DECLARE @SamplesPath NVARCHAR(1024);

-- You may have to modify the value of this variable if you have
-- installed the sample in a location other than the default location.
SELECT @SamplesPath = REPLACE(physical_name,
    'Microsoft SQL Server\MSSQL13.MSSQLSERVER\MSSQL\DATA\master.mdf',
    'Microsoft SQL Server\130\Samples\Engine\Programmability\CLR\'
)
FROM master.sys.database_files
WHERE name = 'master';

CREATE ASSEMBLY [SurrogateStringFunction]
FROM @SamplesPath + 'StringManipulate\CS\StringManipulate\bin\debug\SurrogateStringFunction.dll'
    WITH PERMISSION_SET = EXTERNAL_ACCESS;
GO

CREATE FUNCTION [dbo].[len_s] (@str NVARCHAR(4000))
RETURNS BIGINT
AS
EXTERNAL NAME [SurrogateStringFunction].[Microsoft.Samples.SqlServer.SurrogateStringFunction].[LenS];
GO

Zie CLR Table-Valued functies voor een voorbeeld van het maken van een functie met een CLR-tabelwaarde.

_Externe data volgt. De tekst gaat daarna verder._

PR #267, opened 2019-05-27
added fill value to Cutout constructor

bfialkoff:
I had the need to use the cutout augmentation, but I wanted to be able to set the color. As it was, the cutout was always black. I thought it would be a useful feature to be able to set the fill_value.


kirillbobyrev:
Hi! I have recently proposed `Cutout` improvements in #263 and this looks like a subcase for the third improvement (patch modification). I've implemented `CoarseDropout` which deprecates `Cutout` in #264 and I think this patch should at least be applied to `CoarseDropout`. If you could find a way to generalize it and build a high-level interface for patch modifications that could be even better, though I don't have much experience with the project so I don't know what would be the best way to do that.

ternaus:
Does not pass the tests.

bfialkoff:
Yes, I know I made some changes that caused the fail and just haven't
gotten around to correcting it yet.

John-Yao:
hello, I had tried to set the value of Cutout's fill_value . It does work well. All the cut hole  is fill with black.

bfialkoff:
That's strange. Please sharead your code and I'll try and diagnose the
problem.

John-Yao:
import sys
import cv2
import albumentations as A
from mmcv.runner import obj_from_dict
print(A.__version__)
class Augtor(object):
    
    def __init__(self,
                 albumentations = None):
        self.abmtt_transforms = []
        
        if albumentations is not None:
            for _transform in albumentations:                
                self.abmtt_transforms.append(obj_from_dict(_transform, parent=A))
                
    def __call__(self, img):
        img = cv2.cvtColor(img, cv2.COLOR_BGR2RGB)
        for transform in self.abmtt_transforms: #rgb
            img = transform(image=img)['image']
        img = cv2.cvtColor(img, cv2.COLOR_RGB2BGR)
        return img
sampler = Augtor(albumentations=[
               dict(
                    max_h_size=100,
                    max_w_size=100,
                    p=1.0,
                    num_holes = 2,
                    fill_value=[255,0,0],#rgb
                    type='Cutout'
                )
])
I = cv2.imread(img_fname)
sample_img = sampler(I[:1000,:1000])
plt.imshow(cv2.cvtColor(sample_img,cv2.COLOR_BGR2RGB).astype(np.int))
plt.show()

Thanks for your reply! the 'img_fname' have to be set by yourself.
The following image is my result.

image

albumentations/core/transforms_interface.py
```diff
@@ -95,7 +95,11 @@ def targets(self):
     def update_params(self, params, **kwargs):
         if hasattr(self, 'interpolation'):
             params['interpolation'] = self.interpolation
-        params.update({'cols': kwargs['image'].shape[1], 'rows': kwargs['image'].shape[0]})
+        if hasattr(self, 'fill_value'):
+            params['interpolation'] = self.fill_value
```
albu: it's strange to set interpolation as fill value

bfialkoff:
Not strange, just plain incorrect! That's what I get for copy-pasting. I
fixed it and updated the PR.

albumentations/core/transforms_interface.py
bfialkoff: Not strange, just plain incorrect! That's what I get for copy-pasting. I
fixed it and updated the PR.

PR #269, opened 2019-06-12
Added brightness / contrast integer version for an extra speedup

ternaus:
Adopted from https://github.com/MIPT-Oulu/solt

### DIFF
--- a/albumentations/augmentations/functional.py
+++ b/albumentations/augmentations/functional.py
@@ -34,7 +34,6 @@ def clipped(func):
 
 def preserve_shape(func):
     """Preserve shape of the image."""
-
     @wraps(func)
     def wrapped_function(img, *args, **kwargs):
         shape = img.shape
@@ -47,7 +46,6 @@ def preserve_shape(func):
 
 def preserve_channel_dim(func):
     """Preserve dummy channel dim."""
-
     @wraps(func)
     def wrapped_function(img, *args, **kwargs):
         shape = img.shape
--- a/albumentations/augmentations/functional.py
+++ b/albumentations/augmentations/functional.py
@@ -34,6 +34,7 @@ def clipped(func):
 
 def preserve_shape(func):
     """Preserve shape of the image."""
+
     @wraps(func)
     def wrapped_function(img, *args, **kwargs):
         shape = img.shape
@@ -46,6 +47,7 @@ def preserve_shape(func):
 
 def preserve_channel_dim(func):
     """Preserve dummy channel dim."""
+
     @wraps(func)
     def wrapped_function(img, *args, **kwargs):
         shape = img.shape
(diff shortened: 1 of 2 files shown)


BloodAxe:
According to docs https://docs.opencv.org/master/d2/de8/group__core__array.html#gab55b8d062b7f5587720ede032d34156f, LUT operates on uint8 types only. That makes sense, since lookup tables for uint16 would occupy CPU cache making the LUT operation inefficient. To me this PR has a value of speeding up transform for uint8 types. However I have few suggestions:

1) Can you please add unit tests to ensure that transform in uint16 and uint32 types works as intended.
2) Update table of performance comparison between Albumentations and the rest :)

albumentations/augmentations/functional.py
```diff
@@ -876,16 +876,42 @@ def gauss_noise(image, gauss):
...
+    dtype = np.dtype('uint8')
+
+    max_value = MAX_VALUES_BY_DTYPE[dtype]
+
+    lut = np.arange(0, max_value + 1).astype('float32')
+
+    if alpha != 1:
+        lut *= alpha
+    if beta != 0:
+        lut += beta * np.mean(img)
```
albu: why do you think that 
```
    if alpha != 1:
        lut *= alpha
    if beta != 0:
        lut += beta * np.mean(img)
```
and applying two actions after it
is faster then
```
    if alpha != 1:
        img *= alpha
    if beta != 0:
        img += beta * np.mean(img)
```

ternaus: Iw ould belive that power of the 1d array [0, 255] + look up in the table is faster than of the 2d array (N, N, 3)

before on 200 images, using our benchmark
```
Brightness                     56
Contrast                       60
BrightnessContrast             51
```

With the speedup:

```
Brightness                    168
Contrast                      363
BrightnessContrast            172

```

albumentations/augmentations/functional.py
```diff
@@ -876,16 +876,42 @@ def gauss_noise(image, gauss):
     return image + gauss
 
 
-@clipped
-def brightness_contrast_adjust(img, alpha=1, beta=0):
+def _brightness_contrast_adjust_non_unit(img, alpha=1, beta=0):
```
albu:
```suggestion
def _brightness_contrast_adjust_non_uint(img, alpha=1, beta=0):
```

albumentations/augmentations/functional.py
```diff
@@ -876,16 +876,42 @@ def gauss_noise(image, gauss):
...
     img = img.astype('float32')
+
     if alpha != 1:
         img *= alpha
     if beta != 0:
         img += beta * np.mean(img)
     return img
 
 
+@preserve_shape
```
albu: why do we need to preserve shape here?

tests/test_functional.py
```diff
@@ -845,3 +845,42 @@ def test_is_multispectral_image():
 
     gray_image = np.ones((5, 5, 1), dtype=np.uint8)
     assert not F.is_multispectral_image(gray_image)
+
+
+def test_is_brightness_contrast():
```
albu:
```suggestion
def test_brightness_contrast():
```

albumentations/augmentations/functional.py
ternaus: `img = cv2.LUT(img, lut)`

changes the shape from `(1, N, N)` to `(N, N)`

E. Weergave van de definitie van door de gebruiker gedefinieerde functies

SELECT DEFINITION,
    type
FROM sys.sql_modules AS m
INNER JOIN sys.objects AS o
    ON m.object_id = o.object_id
    AND type IN ('FN', 'IF', 'TF');
GO

De definitie van functies die met de ENCRYPTION optie zijn gemaakt, kan niet worden weergegeven met behulp van sys.sql_modules; andere informatie over de versleutelde functies wordt echter wel weergegeven.